RUN pip install -r requirements.txt
FROM python:3.9 AS runner
WORKDIR /app
RUN apt-get update && apt-get install -y ffmpeg && rm -rf /var/lib/apt/lists/*
COPY --from=builder /app/venv venv
COPY app.py app.py
ENV VIRTUAL_ENV=/app/venv
ENV PATH="$VIRTUAL_ENV/bin:$PATH"
EXPOSE 8000
CMD ["streamlit", "run", "./app.py", "--server.port", "8000"]
Apart from the usual Dockerfile to deploy Python applications, the following tweaks and additions have been made in this code:
RUN apt-get update && apt-get install -y ffmpeg && rm -rf /var/lib/apt/lists/*
is used to installffmpeg
, and then clean up package lists to reduce image sizeEXPOSE 8000
is used to specify the port on which the Streamlit application will runCMD ["streamlit", "run", "./app.py", "--server.port", "8000"]
is used to define the command to start the Streamlit app on port 8000
With everything configured, let's move on to deploy the application to Koyeb.
Deploy to Koyeb
Now that you have the application running locally you can also deploy it on Koyeb and make it available on the internet.
Create a new repository on your GitHub account so that you can push your code.
You can download a standard .gitignore
file for Python from GitHub to exclude certain directories and files from being pushed to the repository:
curl -L https://raw.githubusercontent.com/github/gitignore/main/Python.gitignore -o .gitignore
Run the following commands in your terminal to commit and push your code to the repository:
git init
git add app.py Dockerfile requirements.txt .gitignore
git commit -m "first commit"
git branch -M main
git remote add origin [Your GitHub repository URL]
git push -u origin main
You should now have all of your local code in your remote repository. Now it is time to deploy the application.
Within the Koyeb control panel, while on the Overview tab, initiate the app creation and deployment process by clicking Create Service and then choosing Create web service.
- Select GitHub as the deployment source.
- Select your repository from the menu. Alternatively, deploy from the example repository associated with this tutorial by entering
https://github.com/koyeb/example-whisper-transcription
in the public repository field. - In the Instance selection, select a GPU Instance.
- In the Builder section, choose Dockerfile.

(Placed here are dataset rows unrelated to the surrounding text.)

PR #1951, opened 2018-11-14
Add pipeline to centaldashboard

yupbank:
This change is [Reviewable](https://reviewable.io/reviews/kubeflow/kubeflow/1951)


abhi-g:
FYI /cc @yebrahim @IronPan

yebrahim:
Are we ready to do this yet? Should we wait until Pipelines is deployed with Kubeflow by default?

abhi-g:
It shouldn't hurt and might be helpful if someone has deployed pipelines
into their KF cluster.

PR #1959, opened 2018-11-15
Enable node autoprovisioning in v1beta1 clusters

richardsliu:
This enables the [node auto-provisioning](https://cloud.google.com/kubernetes-engine/docs/how-to/node-auto-provisioning) feature in Kubeflow clusters. Parameters are configured in the cluster-kubeflow.yaml file.

Note that GKE v1beta1 API is required because the feature is still in Beta. GA is expected early 2019.

Also bumps the cluster version to 1.11.

### DIFF
--- a/deployment/gke/deployment_manager_configs/cluster-kubeflow.yaml
+++ b/deployment/gke/deployment_manager_configs/cluster-kubeflow.yaml
@@ -31,7 +31,7 @@ resources:
     zone: SET_THE_ZONE
     # "1.X": picks the highest valid patch+gke.N patch in the 1.X version
     # https://cloud.google.com/kubernetes-engine/docs/reference/rest/v1/projects.zones.clusters
-    cluster-version: "1.10"
+    cluster-version: "1.11"
     # Set this to v1beta1 to use beta features such as private clusterss
     # and the Kubernetes stackdriver agents.
     gkeApiVersion: v1
@@ -53,6 +53,12 @@ resources:
     gpu-pool-min-nodes: 0
     gpu-pool-max-nodes: 0
     gpu-type: nvidia-tesla-k80
+    # Autoprovisioning parameters (only supported in gkeApiVersion v1beta1)
+    autoprovisioning-config:
+      enabled: true
+      max-cpu: 20
+      max-memory: 200
+      max-nvidia-tesla-k80: 8
     # Whether to enable TPUs
     enable_tpu: false
     securityConfig:
--- a/deployment/gke/deployment_manager_configs/cluster.jinja
+++ b/deployment/gke/deployment_manager_configs/cluster.jinja
@@ -85,6 +85,18 @@ resources:
           {{ properties['securityConfig']['masterAuthorizedNetworksConfigCidr'] }}
         {% endif %}
       {% endif %}
+      # Autoprovisioning is only supported in v1beta1.
+      {% if properties['gkeApiVersion'] == 'v1beta1' and properties['autoprovisioning-config']['enabled'] %}
+      autoscaling:
+        enableNodeAutoprovisioning: true
+        resourceLimits:
+        - resourceType: 'cpu'
+          maximum: {{ properties['autoprovisioning-config']['max-cpu'] }}
+        - resourceType: 'memory'
+          maximum: {{ properties['autoprovisioning-config']['max-memory'] }}
+        - resourceType: 'nvidia-tesla-k80'
+          maximum: {{ properties['autoprovisioning-config']['max-nvidia-tesla-k80'] }}
+      {% endif %}
       nodePools:
       - name: default-pool
         initialNodeCount: {{ properties['cpu-pool-initialNodeCount'] }}


deployment/gke/deployment_manager_configs/cluster-kubeflow.yaml
```diff
@@ -31,7 +31,7 @@ resources:
     zone: SET_THE_ZONE
     # "1.X": picks the highest valid patch+gke.N patch in the 1.X version
     # https://cloud.google.com/kubernetes-engine/docs/reference/rest/v1/projects.zones.clusters
-    cluster-version: "1.10"
+    cluster-version: "1.11"
     # Set this to v1beta1 to use beta features such as private clusterss
     # and the Kubernetes stackdriver agents.
     gkeApiVersion: v1
```
kunmingg: Do you want to move this one to cluster.jinja, and make a mapping from GKE version?
1.10 -> v1
1.11 -> v1beta1

texasmichelle:
Once NAP is out of beta, these settings will affect clusters created with click-to-deploy, right? Are we adding this now so that it can be manually invoked?

Those seem like reasonable defaults to start with. We can adjust later based on user feedback.

deployment/gke/deployment_manager_configs/cluster-kubeflow.yaml
richardsliu: These should not be mapped 1:1. And I think we need 1.11 anyway to support multiple CRD versions.

kunmingg: Or make:
```gkeApiVersion: v1beta1```
to have test coverage

**Comment by jlewi** [comment]
As Kunming suggests; any thoughts on how we can add E2E test coverage for the new settings?

I think with 1.11 they might be changing the behavior of Ingress so that the ingress won't be created if the secret doesn't exist. I think we already have a workaround for this but it would be good to verify.

**Comment by richardsliu** [comment]
We can quickly run into quota problems if we are testing v1beta1 clusters in every presubmit. Maybe just periodic?

**Comment by richardsliu** [comment]
@texasmichelle Correct, this is just adding the support for NAP so that it can be manually configured. This also allows the user to change provisioning parameters (such as GPU accelerator type) before the actual deployment. We can tune them according to user feedback when we enable it by default.

File: prow_config.yaml [hunk 2]
```diff
@@ -26,19 +26,35 @@ workflows:
       - deployment/*
     params:
       platform: gke
+      gkeApiVersion: v1
+  - app_dir: kubeflow/kubeflow/testing/workflows
+    component: kfctl_test
+    name: kfctl-beta
+    job_types:
+      - presubmit
```
jlewi: Per you comment; I thought we didn't want to test v1beta as a presubmit? 

Would it make sense to only test v1beta1 on presubmit if the GKE configs change?

scripts/kfctl.sh
```diff
@@ -178,6 +181,10 @@ parseArgs() {
         shift
         EMAIL=$1
         ;;
+      --gkeApiVersion)
```
jlewi: Why do we need to expose gkeApiVersion as a command line argument? Can't users just modify the YAML config to set it? 

In the E2E tests we can just use yq or similar to script modifying the config as needed.

In general, I'd like to avoid plumbing more and more of the options in the YAML config file as command line arguments. I don't think that really scales.

deployment/gke/deployment_manager_configs/cluster-kubeflow.yaml
```diff
@@ -31,10 +31,10 @@ resources:
     zone: SET_THE_ZONE
     # "1.X": picks the highest valid patch+gke.N patch in the 1.X version
     # https://cloud.google.com/kubernetes-engine/docs/reference/rest/v1/projects.zones.clusters
-    cluster-version: "1.10"
+    cluster-version: "1.11"
     # Set this to v1beta1 to use beta features such as private clusterss
     # and the Kubernetes stackdriver agents.
-    gkeApiVersion: v1
+    gkeApiVersion: SET_GKE_API_VERSION
```
jlewi: This is outside the scope of this PR. The fact that we can't set meaningful default values because we rely on SED to do substitution is not good.

It would be better to use a tool like jsonnet or yq to allow more powerful substitution. We've avoided that so far because it would introduce additional dependencies.

We should be able to do that once we move to replacing kfctl.sh with a go binary.

jlewi:
Thanks @richardsliu I think only issue I see is whether or not gkeApiVersion needs to be a command line argument to kfctl.sh. I think I would prefer if possible to just tell users to modify the .yaml file rather than plumbing up more options as command line arguments.

deployment/gke/deployment_manager_configs/cluster-kubeflow.yaml
richardsliu: Ack

prow_config.yaml
richardsliu: Changed - scoped this to when gke scripts or config files are changed.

- Finally, click the Deploy button.
Once the application is deployed, you can visit the Koyeb service URL (ending in .koyeb.app
) to access the Streamlit application.
Conclusion
In this tutorial, you built a podcast transcription application with the Streamlit framework and OpenAI Whisper. During the process, you learned how to invoke the OpenAI Whisper model in Python to generate transcription with timestamps, and how to use the Streamlit framework to quickly prototype a user interface with a functioning upload button in a few lines of code.
Given that the application was deployed using the Git deployment option, subsequent code push to the deployed branch will automatically initiate a new build for your application. Changes to your application will become live once the deployment is successful. In the event of a failed deployment, Koyeb retains the most recent operational production deployment, ensuring the uninterrupted operation of your application.